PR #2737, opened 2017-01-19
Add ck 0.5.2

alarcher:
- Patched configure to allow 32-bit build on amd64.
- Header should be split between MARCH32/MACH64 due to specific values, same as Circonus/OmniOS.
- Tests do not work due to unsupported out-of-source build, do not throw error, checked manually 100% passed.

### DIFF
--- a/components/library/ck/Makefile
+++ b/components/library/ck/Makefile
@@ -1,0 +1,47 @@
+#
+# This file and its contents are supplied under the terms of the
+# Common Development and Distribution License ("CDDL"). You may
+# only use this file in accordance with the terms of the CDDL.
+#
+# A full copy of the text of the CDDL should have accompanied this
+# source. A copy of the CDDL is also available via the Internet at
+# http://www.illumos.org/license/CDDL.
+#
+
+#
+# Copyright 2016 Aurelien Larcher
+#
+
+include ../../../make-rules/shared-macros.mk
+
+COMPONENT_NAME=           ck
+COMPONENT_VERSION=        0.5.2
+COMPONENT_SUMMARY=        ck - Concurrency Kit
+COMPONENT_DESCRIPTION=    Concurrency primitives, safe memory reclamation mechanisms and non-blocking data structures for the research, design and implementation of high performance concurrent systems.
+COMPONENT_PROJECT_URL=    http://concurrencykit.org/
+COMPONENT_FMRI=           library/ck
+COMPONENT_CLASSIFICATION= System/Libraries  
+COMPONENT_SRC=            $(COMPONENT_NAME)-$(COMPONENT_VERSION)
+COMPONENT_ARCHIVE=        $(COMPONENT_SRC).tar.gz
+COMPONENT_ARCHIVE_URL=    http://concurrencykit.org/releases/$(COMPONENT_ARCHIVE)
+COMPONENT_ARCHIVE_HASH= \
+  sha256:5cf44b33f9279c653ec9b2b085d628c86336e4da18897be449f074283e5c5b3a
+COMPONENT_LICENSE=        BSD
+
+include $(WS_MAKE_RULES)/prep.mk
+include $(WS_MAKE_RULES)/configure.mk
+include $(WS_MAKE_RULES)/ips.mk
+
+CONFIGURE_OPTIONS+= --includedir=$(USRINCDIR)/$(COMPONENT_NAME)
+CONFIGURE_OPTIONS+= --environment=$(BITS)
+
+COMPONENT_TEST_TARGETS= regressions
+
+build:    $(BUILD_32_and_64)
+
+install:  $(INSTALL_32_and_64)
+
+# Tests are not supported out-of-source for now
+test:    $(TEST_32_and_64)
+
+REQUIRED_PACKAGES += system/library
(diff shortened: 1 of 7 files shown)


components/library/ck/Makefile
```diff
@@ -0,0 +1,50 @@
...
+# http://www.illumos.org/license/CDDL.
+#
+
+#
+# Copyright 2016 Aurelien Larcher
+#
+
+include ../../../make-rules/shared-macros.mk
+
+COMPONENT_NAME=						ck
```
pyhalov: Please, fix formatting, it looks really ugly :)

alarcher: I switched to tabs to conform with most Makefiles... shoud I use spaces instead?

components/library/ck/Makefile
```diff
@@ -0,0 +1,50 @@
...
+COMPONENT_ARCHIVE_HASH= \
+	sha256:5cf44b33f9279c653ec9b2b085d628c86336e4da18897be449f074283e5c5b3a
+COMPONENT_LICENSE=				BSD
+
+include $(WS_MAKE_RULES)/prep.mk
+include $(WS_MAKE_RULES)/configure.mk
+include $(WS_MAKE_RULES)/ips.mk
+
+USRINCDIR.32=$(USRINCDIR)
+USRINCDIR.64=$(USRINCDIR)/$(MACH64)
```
_ _ _ _
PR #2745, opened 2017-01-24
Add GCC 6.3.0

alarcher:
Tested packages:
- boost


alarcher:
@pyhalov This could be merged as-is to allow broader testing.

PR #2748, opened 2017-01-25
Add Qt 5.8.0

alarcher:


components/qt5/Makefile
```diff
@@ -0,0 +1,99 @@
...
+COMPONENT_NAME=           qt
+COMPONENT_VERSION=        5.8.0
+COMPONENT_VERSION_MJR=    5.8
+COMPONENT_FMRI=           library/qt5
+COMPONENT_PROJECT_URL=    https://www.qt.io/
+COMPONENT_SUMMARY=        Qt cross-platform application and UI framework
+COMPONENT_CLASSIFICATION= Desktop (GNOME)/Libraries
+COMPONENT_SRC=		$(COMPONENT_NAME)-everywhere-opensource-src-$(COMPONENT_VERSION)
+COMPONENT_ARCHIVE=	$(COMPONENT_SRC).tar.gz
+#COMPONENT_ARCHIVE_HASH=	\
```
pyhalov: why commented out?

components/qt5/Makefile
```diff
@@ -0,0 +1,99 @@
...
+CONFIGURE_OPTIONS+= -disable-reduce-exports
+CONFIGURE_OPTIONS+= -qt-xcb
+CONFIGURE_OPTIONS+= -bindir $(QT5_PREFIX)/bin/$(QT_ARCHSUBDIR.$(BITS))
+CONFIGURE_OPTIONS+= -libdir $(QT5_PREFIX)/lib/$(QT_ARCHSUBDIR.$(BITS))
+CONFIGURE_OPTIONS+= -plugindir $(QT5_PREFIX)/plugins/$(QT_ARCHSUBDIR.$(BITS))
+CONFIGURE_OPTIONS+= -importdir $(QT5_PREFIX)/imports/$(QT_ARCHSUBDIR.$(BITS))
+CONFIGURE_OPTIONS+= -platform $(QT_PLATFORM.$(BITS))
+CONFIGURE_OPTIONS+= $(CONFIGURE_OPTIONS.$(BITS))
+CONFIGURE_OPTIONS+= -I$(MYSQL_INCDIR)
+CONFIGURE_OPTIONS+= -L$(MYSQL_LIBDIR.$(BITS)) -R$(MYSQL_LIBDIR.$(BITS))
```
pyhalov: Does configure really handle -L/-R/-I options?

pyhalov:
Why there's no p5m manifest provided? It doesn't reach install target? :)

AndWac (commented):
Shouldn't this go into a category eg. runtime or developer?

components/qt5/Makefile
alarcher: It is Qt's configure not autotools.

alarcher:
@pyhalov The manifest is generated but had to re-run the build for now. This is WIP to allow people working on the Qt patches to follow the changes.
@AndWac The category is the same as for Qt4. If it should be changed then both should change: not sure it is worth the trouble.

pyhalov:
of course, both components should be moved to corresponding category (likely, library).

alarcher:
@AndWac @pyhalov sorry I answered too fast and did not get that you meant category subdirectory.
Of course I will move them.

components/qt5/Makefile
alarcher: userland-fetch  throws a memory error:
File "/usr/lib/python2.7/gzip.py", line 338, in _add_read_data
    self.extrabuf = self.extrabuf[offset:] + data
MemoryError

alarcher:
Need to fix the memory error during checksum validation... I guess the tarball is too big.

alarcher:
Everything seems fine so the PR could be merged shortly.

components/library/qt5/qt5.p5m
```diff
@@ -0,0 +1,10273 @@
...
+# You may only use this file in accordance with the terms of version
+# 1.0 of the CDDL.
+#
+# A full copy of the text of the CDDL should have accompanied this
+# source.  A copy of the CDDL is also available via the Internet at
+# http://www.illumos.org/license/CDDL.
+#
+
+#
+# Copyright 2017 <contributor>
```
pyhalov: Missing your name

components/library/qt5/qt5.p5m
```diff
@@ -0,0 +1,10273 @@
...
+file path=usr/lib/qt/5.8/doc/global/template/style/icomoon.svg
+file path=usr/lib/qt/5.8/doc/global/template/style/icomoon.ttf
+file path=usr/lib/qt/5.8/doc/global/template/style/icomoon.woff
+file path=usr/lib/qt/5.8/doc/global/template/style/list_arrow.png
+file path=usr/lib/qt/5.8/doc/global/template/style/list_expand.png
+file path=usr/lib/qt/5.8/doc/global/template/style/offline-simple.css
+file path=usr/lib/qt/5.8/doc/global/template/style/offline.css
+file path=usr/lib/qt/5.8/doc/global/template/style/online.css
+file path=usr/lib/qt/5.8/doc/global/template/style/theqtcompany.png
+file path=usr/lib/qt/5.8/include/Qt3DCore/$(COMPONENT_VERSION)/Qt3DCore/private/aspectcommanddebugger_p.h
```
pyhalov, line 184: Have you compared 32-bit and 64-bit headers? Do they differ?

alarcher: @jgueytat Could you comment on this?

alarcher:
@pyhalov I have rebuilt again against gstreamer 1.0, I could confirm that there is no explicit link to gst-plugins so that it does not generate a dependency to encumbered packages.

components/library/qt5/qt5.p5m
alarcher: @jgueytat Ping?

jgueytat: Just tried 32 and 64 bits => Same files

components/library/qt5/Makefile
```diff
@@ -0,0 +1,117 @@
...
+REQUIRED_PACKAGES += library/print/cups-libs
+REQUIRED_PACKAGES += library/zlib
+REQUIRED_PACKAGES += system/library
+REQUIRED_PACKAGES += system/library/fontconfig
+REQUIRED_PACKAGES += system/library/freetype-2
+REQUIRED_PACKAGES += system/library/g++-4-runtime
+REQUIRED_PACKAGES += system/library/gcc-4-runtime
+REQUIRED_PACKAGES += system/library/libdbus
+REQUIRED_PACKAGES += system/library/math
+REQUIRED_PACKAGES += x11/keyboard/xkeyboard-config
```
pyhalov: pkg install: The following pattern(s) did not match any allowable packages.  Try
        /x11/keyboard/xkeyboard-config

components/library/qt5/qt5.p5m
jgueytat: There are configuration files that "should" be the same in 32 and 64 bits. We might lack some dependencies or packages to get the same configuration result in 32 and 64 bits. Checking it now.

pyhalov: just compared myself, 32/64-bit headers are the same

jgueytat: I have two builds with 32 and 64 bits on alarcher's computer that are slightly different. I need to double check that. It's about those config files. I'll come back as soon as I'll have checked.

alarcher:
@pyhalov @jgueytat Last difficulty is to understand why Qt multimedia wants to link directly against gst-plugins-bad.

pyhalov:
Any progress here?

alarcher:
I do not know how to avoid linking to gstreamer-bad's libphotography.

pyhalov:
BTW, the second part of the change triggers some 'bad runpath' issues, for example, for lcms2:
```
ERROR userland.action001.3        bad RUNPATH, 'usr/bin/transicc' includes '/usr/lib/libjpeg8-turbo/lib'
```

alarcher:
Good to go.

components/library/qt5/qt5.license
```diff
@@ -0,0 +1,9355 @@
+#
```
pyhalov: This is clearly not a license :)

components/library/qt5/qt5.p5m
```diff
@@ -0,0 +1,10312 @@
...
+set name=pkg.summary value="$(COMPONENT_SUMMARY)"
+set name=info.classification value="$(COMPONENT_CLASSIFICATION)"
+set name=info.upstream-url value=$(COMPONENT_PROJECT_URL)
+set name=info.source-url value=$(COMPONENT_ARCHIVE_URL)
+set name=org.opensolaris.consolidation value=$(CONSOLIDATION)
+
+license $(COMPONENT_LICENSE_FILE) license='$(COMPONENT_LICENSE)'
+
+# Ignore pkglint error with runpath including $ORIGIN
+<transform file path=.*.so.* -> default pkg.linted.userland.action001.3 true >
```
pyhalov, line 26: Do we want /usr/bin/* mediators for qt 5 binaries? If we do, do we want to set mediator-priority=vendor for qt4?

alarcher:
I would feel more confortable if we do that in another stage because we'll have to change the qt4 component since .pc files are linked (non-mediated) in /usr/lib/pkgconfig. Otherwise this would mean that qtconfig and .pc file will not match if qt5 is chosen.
_ _ _ _
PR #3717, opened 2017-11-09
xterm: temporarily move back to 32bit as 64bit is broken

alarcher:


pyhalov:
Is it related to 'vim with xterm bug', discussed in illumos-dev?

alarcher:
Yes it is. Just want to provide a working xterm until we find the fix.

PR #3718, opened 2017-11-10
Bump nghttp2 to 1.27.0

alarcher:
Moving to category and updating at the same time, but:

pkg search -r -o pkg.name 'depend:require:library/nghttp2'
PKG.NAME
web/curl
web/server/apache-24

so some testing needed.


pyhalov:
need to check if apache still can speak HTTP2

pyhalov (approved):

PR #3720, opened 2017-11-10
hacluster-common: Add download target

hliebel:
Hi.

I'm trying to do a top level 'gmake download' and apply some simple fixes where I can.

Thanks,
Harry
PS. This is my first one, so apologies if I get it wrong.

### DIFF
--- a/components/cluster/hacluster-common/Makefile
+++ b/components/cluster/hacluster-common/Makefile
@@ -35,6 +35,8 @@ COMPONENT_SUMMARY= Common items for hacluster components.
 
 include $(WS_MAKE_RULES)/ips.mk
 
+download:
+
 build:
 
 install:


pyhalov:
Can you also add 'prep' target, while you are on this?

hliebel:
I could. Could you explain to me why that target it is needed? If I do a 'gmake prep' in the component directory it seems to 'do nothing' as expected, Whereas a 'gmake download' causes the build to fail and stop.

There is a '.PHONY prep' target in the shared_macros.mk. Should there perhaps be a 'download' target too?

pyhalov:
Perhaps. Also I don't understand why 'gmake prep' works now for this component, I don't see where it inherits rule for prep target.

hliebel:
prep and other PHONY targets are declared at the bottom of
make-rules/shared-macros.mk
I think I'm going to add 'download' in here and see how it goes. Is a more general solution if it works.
_ _ _ _
*TASK PROMPT:* Your answer should be the lines of the material above that include "both".

*ANSWER AREA:*
@AndWac The category is the same as for Qt4. If it should be changed then both should change: not sure it is worth the trouble.
of course, both components should be moved to corresponding category (likely, library).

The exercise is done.